Problem statement: Starting at the line below holding "PR #205, opened 2019-08-17" and stopping at the line holding "In all scenarios, we", print every line exactly, both ends included, and leave the rest out.

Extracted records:
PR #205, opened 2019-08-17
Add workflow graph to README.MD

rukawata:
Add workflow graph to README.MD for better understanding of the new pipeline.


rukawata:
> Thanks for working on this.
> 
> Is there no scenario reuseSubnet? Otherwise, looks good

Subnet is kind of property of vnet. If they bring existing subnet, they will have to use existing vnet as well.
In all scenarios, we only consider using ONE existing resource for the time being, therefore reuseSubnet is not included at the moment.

==

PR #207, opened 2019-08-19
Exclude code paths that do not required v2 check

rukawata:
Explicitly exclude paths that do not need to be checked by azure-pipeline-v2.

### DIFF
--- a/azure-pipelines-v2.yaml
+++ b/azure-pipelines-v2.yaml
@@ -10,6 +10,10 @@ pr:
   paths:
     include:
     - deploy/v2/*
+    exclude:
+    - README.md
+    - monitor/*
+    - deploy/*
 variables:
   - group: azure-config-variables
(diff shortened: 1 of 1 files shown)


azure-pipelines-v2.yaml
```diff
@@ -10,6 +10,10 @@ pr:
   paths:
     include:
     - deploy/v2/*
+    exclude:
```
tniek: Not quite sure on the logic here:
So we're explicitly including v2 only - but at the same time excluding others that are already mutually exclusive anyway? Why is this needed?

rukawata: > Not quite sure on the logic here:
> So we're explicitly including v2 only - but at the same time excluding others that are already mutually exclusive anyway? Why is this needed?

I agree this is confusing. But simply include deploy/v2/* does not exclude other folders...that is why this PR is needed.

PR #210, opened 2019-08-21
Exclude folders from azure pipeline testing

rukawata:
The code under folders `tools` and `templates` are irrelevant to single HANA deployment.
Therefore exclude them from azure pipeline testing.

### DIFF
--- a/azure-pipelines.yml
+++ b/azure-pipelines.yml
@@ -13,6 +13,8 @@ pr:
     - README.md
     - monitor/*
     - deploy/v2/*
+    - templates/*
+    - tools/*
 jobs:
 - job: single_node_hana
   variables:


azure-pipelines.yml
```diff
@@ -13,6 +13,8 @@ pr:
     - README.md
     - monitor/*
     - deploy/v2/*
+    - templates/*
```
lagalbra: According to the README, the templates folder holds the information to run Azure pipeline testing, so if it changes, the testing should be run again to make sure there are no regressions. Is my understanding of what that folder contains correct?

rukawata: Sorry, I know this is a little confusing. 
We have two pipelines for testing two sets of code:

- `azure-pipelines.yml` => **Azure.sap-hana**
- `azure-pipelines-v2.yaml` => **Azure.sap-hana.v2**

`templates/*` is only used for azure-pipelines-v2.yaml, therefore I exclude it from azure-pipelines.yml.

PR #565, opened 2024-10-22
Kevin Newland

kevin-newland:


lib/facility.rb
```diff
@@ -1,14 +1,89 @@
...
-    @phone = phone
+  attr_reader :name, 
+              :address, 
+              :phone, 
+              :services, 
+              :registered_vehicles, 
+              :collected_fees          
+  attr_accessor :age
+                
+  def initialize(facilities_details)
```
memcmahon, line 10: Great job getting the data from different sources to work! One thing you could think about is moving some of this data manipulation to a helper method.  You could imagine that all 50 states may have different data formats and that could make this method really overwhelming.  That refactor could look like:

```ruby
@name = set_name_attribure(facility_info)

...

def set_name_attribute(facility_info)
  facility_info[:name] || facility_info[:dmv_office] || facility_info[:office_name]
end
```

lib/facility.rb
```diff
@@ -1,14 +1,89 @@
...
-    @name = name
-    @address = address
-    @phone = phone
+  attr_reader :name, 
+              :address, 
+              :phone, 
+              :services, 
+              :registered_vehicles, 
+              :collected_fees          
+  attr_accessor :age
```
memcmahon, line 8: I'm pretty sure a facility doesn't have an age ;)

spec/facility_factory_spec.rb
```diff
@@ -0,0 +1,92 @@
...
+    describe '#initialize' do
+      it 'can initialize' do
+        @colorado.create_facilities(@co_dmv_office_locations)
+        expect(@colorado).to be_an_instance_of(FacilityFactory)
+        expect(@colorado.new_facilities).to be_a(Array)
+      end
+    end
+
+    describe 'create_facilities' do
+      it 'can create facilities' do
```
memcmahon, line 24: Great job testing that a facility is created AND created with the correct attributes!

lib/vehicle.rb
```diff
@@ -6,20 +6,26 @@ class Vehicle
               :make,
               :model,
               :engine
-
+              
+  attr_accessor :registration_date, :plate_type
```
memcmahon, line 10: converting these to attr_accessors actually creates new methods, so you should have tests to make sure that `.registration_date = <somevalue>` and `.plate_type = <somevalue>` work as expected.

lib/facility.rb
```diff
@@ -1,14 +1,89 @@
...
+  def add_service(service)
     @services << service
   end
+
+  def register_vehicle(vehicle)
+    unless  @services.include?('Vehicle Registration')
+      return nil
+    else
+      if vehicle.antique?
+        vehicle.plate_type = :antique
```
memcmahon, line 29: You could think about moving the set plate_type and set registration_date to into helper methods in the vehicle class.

Answer to this exercise:
PR #205, opened 2019-08-17
Add workflow graph to README.MD

rukawata:
Add workflow graph to README.MD for better understanding of the new pipeline.


rukawata:
> Thanks for working on this.
> 
> Is there no scenario reuseSubnet? Otherwise, looks good

Subnet is kind of property of vnet. If they bring existing subnet, they will have to use existing vnet as well.
In all scenarios, we only consider using ONE existing resource for the time being, therefore reuseSubnet is not included at the moment.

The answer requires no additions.